The role of evolution in the emergence of infectious diseases

Abstract

It is unclear when, where and how novel pathogens such as human immunodeficiency virus (HIV), monkeypox and severe acute respiratory syndrome (SARS) will cross the barriers that separate their natural reservoirs from human populations and ignite the epidemic spread of novel infectious diseases. New pathogens are believed to emerge from animal reservoirs when ecological changes increase the pathogen's opportunities to enter the human population and to generate subsequent human-to-human transmission. Effective human-to-human transmission requires that the pathogen's basic reproductive number, R(0), should exceed one, where R(0) is the average number of secondary infections arising from one infected individual in a completely susceptible population. However, an increase in R(0), even when insufficient to generate an epidemic, nonetheless increases the number of subsequently infected individuals. Here we show that, as a consequence of this, the probability of pathogen evolution to R(0) > 1 and subsequent disease emergence can increase markedly.

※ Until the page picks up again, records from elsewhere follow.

PR #1332, opened 2021-12-07
GSYE-85: Fix the storage state bug when the future markets are enabled

Hassan754:
The first commit is the actual fix whereas the second one is a pylint warnings fixes

I did enable future markets in the integration tests and all features passed

### DIFF
--- a/src/gsy_e/models/state.py
+++ b/src/gsy_e/models/state.py
@@ -21,7 +21,7 @@ from enum import Enum
 from math import isclose, copysign
 from typing import Dict, Optional, List
 
-from gsy_framework.constants_limits import ConstSettings
+from gsy_framework.constants_limits import ConstSettings, GlobalConfig
 from gsy_framework.utils import (
     convert_pendulum_to_str_in_dict, convert_str_to_pendulum_in_dict, convert_kW_to_kWh)
 from gsy_framework.utils import limit_float_precision
@@ -700,7 +700,7 @@ class StorageState(StateInterface):
         Simulate actual Energy flow by removing pledged storage and adding bought energy to the
         used_storage
         """
-        if all_future_time_slots:
+        if GlobalConfig.FUTURE_MARKET_DURATION_HOURS:
             # In case the future market is enabled, the current time_slot will already be populated
             # So we need to reset this time_slot values to defaults
             self._delete_time_slot(current_time_slot)
--- a/src/gsy_e/models/state.py
+++ b/src/gsy_e/models/state.py
@@ -19,14 +19,14 @@ from abc import ABC, abstractmethod
 from collections import namedtuple
 from enum import Enum
 from math import isclose, copysign
-from typing import Dict, Optional
+from typing import Dict, Optional, List
 
 from gsy_framework.constants_limits import ConstSettings
 from gsy_framework.utils import (
     convert_pendulum_to_str_in_dict, convert_str_to_pendulum_in_dict, convert_kW_to_kWh)
+from gsy_framework.utils import limit_float_precision
 from pendulum import DateTime
 
-from gsy_framework.utils import limit_float_precision
 from gsy_e.constants import FLOATING_POINT_TOLERANCE
 from gsy_e.gsy_e_core.util import is_time_slot_in_past_markets, write_default_to_dict
 
@@ -76,6 +76,7 @@ class ProsumptionInterface(StateInterface, ABC):
         self._unsettled_deviation_kWh: Dict[DateTime, float] = {}
         self._forecast_measurement_deviation_kWh: Dict[DateTime, float] = {}
 
+    # pylint: disable=unused-argument, no-self-use
     def _calculate_unsettled_energy_kWh(
             self, measured_energy_kWh: float, time_slot: DateTime) -> float:
         """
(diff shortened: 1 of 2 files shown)


src/gsy_e/models/state.py
```diff
@@ -673,7 +700,10 @@ def market_cycle(self, past_time_slot, current_time_slot: DateTime, all_future_t
         Simulate actual Energy flow by removing pledged storage and adding bought energy to the
         used_storage
         """
-        self.add_default_values_to_state_profiles(all_future_time_slots)
+        # In case the future market is enabled, the current time_slot will already be populated
+        # So we need to reset this time_slot values to defaults
+        self._delete_time_slot(current_time_slot)
+        self.add_default_values_to_state_profiles([current_time_slot, *all_future_time_slots])
```
hannesdiedrich, line 706: Maybe we can save the effort of both steps here with for non-enabled future markets. What do you think?

Hassan754: Makes sense, I disabled this process for simulations that don't enable future markets

Hassan754:
> Please add unittests for this change. Once added, LGTM

I was trying to add such unit tests for this altered method but AFAIS we're not currently testing the state classes, which is risky
I propose creating a refactoring ticket to write tests for all the states modules.

As for the fix introduced in this PR, the integration tests [ticket](https://gridsingularity.atlassian.net/browse/GSYE-27) I'm working on will make sure everything is running as expected (this is how I first noticed the bug)

If the above proposal works for you, let me create the ticket

src/gsy_e/models/state.py
```diff
@@ -668,11 +695,18 @@ def add_default_values_to_state_profiles(self, future_time_slots):
...
         """
         Simulate actual Energy flow by removing pledged storage and adding bought energy to the
         used_storage
         """
+        if GlobalConfig.FUTURE_MARKET_DURATION_HOURS:
+            # In case the future market is enabled, the future orders have to be deleted once
+            # the market becomes a spot market
+            del self.offered_buy_kWh[current_time_slot]
+            del self.offered_sell_kWh[current_time_slot]
+            all_future_time_slots.insert(0, current_time_slot)
```
spyrostz, line 709: I think that this is not really required. If you backtrack `all_future_time_slots` you will see that it ends up in this method of the future markets:

```
    @property
    def market_time_slots(self) -> List[DateTime]:
        """Return list of all time slots of future markets."""
        return list(self.slot_bid_mapping.keys())
```
This returns a list with the dict keys, which is indeed the future markets, but the original object (the dict) is not modified, only the copy of the keys that are created. Also, it is not really correct to add the time slot of the spot market as the first timeslot of the future markets, therefore I think that you should not force this behavior here. 

Even without this line though, I think that the fix will work well.

src/gsy_e/models/state.py
```diff
@@ -668,11 +695,18 @@ def add_default_values_to_state_profiles(self, future_time_slots):
...
+    def market_cycle(self, past_time_slot, current_time_slot: DateTime,
+                     all_future_time_slots: List[DateTime]):
         """
         Simulate actual Energy flow by removing pledged storage and adding bought energy to the
         used_storage
         """
+        if GlobalConfig.FUTURE_MARKET_DURATION_HOURS:
+            # In case the future market is enabled, the future orders have to be deleted once
+            # the market becomes a spot market
+            del self.offered_buy_kWh[current_time_slot]
```
spyrostz, line 707: Thank you, that's perfect and exactly what I had in mind when we discussed this! I would prefer instead of deleting the key to have normal assignments to zero `self.offered_buy_kWh[current_time_slot] = 0.` , however it is a matter of personal preference therefore feel free to leave it as is.

spyrostz (dismissed):
2 comments, neither about the correct functionality of the fix which is good to go IMO. LGTM

src/gsy_e/models/state.py
Hassan754: Hand to hand with the below proposal (assigning it to 0) seems to be working indeed, adapted!

hannesdiedrich:
> I propose creating a refactoring ticket to write tests for all the states modules.

@Hassan754  It needs to be done indeed, but will probably never get scheduled, so I propose sticking to our rule to not reduce the coverage and add a unittest for the reset `self.offered_buy_kWh[current_time_slot]` and `self.offered_sell_kWh[current_time_slot]` in the `state.market_cycle()` and then open the mentioned ticket for all other unites in this module. What do you think?

Hassan754:
> > I propose creating a refactoring ticket to write tests for all the states modules.
> 
> @Hassan754 It needs to be done indeed, but will probably never get scheduled, so I propose sticking to our rule to not reduce the coverage and add a unittest for the reset `self.offered_buy_kWh[current_time_slot]` and `self.offered_sell_kWh[current_time_slot]` in the `state.market_cycle()` and then open the mentioned ticket for all other unites in this module. What do you think?

We have a better chance nowadays in reaching these tickets after we decided to always 1 ticket of this kind in our sprints
Anw, If we can push this fix PR I'll write a reminder to myself to write the test you mentioned on monday, it would be great, I'll make sure I address it asap, otherwise I'll create the tests first thing in the morning tomorrow in the context of this PR

Hassan754:
> > I propose creating a refactoring ticket to write tests for all the states modules.
> 
> @Hassan754 It needs to be done indeed, but will probably never get scheduled, so I propose sticking to our rule to not reduce the coverage and add a unittest for the reset `self.offered_buy_kWh[current_time_slot]` and `self.offered_sell_kWh[current_time_slot]` in the `state.market_cycle()` and then open the mentioned ticket for all other unites in this module. What do you think?

I created a [parent ticket](https://gridsingularity.atlassian.net/browse/GSYE-91) to test all the states, and several child tickets one for each state or a group of states

tests/test_state/test_storage_state.py
```diff
@@ -0,0 +1,35 @@
+from unittest.mock import patch
+
+from pendulum import now
+
+from gsy_e.models.state import StorageState
+
+
+class TestStorageState:
```
hannesdiedrich, line 8: ❤️

hannesdiedrich (approved):
LGTM

spyrostz (approved):
LGTM

PR #1333, opened 2021-12-08
loadhours.py deal with pylint styling warnings

Hassan754:
The pylint warnings are fixed commit by commit

### DIFF
--- a/src/gsy_e/models/strategy/load_hours.py
+++ b/src/gsy_e/models/strategy/load_hours.py
@@ -367,7 +367,7 @@ class LoadHoursStrategy(BidEnabledStrategy):
         return self._is_market_active(market) and self.state.can_buy_more_energy(market.time_slot)
 
     def _offer_comes_from_different_seller(self, offer):
-        return offer.seller != self.owner.name and offer.seller != self.area.name
+        return offer.seller not in [self.owner.name, self.area.name]
 
     def _set_alternative_pricing_scheme(self):
         if ConstSettings.MASettings.AlternativePricing.PRICING_SCHEME != 0:
--- a/src/gsy_e/models/strategy/load_hours.py
+++ b/src/gsy_e/models/strategy/load_hours.py
@@ -15,7 +15,6 @@ GNU General Public License for more details.
 You should have received a copy of the GNU General Public License
 along with this program.  If not, see <http://www.gnu.org/licenses/>.
 """
-import traceback
 from collections import namedtuple
 from logging import getLogger
 from typing import Union, Dict  # NOQA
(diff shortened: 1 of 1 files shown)


src/gsy_e/models/strategy/load_hours.py
```diff
@@ -488,19 +496,19 @@ def _is_market_active(self, market):
...
         if hrs_per_day is None:
             hrs_per_day = len(hrs_of_day)
-        if hrs_of_day is None:
-            hrs_of_day = list(range(24))
+
         self.hrs_of_day = hrs_of_day
         self._initial_hrs_per_day = hrs_per_day
 
-        if not all([0 <= h <= 23 for h in hrs_of_day]):
+        if not all((0 <= h <= 23 for h in hrs_of_day)):
```
hannesdiedrich, line 511: AFAIK, you do not need these additional brackets.

src/gsy_e/models/strategy/load_hours.py
```diff
@@ -114,10 +119,9 @@ def state(self) -> LoadState:
         return self._state
 
     def _init_price_update(self, fit_to_limit, energy_rate_increase_per_update, update_interval,
-                           use_market_maker_rate, initial_buying_rate, final_buying_rate):
+                           initial_buying_rate, final_buying_rate):
 
         # Instantiate instance variables that should not be shared with child classes
-        self.use_market_maker_rate = use_market_maker_rate
```
hannesdiedrich, line 120: Have a look at the comment here. The initialisation of `self.use_market_maker_rate` seems to be here for a good reason.

hannesdiedrich (commented):
Two comments, LGTM once addressed.

src/gsy_e/models/strategy/load_hours.py
Hassan754: This could be right only in 1 case, if the extending class will override the `_init_price_update` method to implement some different behavior, however AFAIS there are no overriding methods of it

src/gsy_e/models/strategy/load_hours.py
```diff
@@ -114,10 +119,9 @@ def state(self) -> LoadState:
...
         self.fit_to_limit = fit_to_limit
```
spyrostz, line 125: After looking at the code for the comment in the line right above, I found out that this member can be completely deleted. Feel free to do so, thanks!

spyrostz (commented):
2 comments, will LGTM once resolved.

src/gsy_e/models/strategy/load_hours.py
hannesdiedrich: I have to admit that I was too lazy to look deeper and find that out myself. Will do in the future though. Thanks a lot for explaining in such detail!

hannesdiedrich (approved):
LGTM

spyrostz (approved):
LGTM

Figure 1. Schematic for the emergence of an infectious disease.

Introductions from the reservoir are followed by chains of transmission in the human population. Infections with the introduced strain (open circles) have a basic reproductive number R₀ < 1. Pathogen evolution generates an evolved strain (filled circles) with R₀ > 1. The infections caused by the evolved strain can go on to cause an epidemic. Daggers indicate no further transmission.

Figure 2. One-step evolution. A single change is required for the pathogen to evolve to R₀ > 1.

a, The probability that an introduction leads to an infection with an evolved strain of the pathogen (filled circle in Fig. 1) is highly sensitive to R₀, and is approximately linearly dependent on the mutation rate µ. Lines correspond to numerical solutions to the branching process model (see Supplementary Information) and symbols correspond to Monte-Carlo simulations following 10⁵ introductions. b, The probability of emergence per introduction depends on the R₀ value of the introduced pathogen and of the evolved pathogen. The solid, dashed and dotted lines correspond to the evolved pathogen having an R₀ of 1,000, 1.5 and 1.2 respectively.

Figure 3. Multiple-step evolution.

Here multiple evolutionary changes are required for evolution of the pathogen to have an R₀ > 1. a, Jackpot model with µ = 0.1 and n intermediate changes each with R₀ equal to that of the introduced pathogen: increasing the number of steps (n) greatly decreases the probability of evolution, and makes it more sensitive to the R₀ of the introduced pathogen. b, Alternative multi-step models for the one-intermediate (n = 1) case. The jackpot model (solid line), additive model (dashed line) and fitness valley model (dotted line) are shown (see text for details).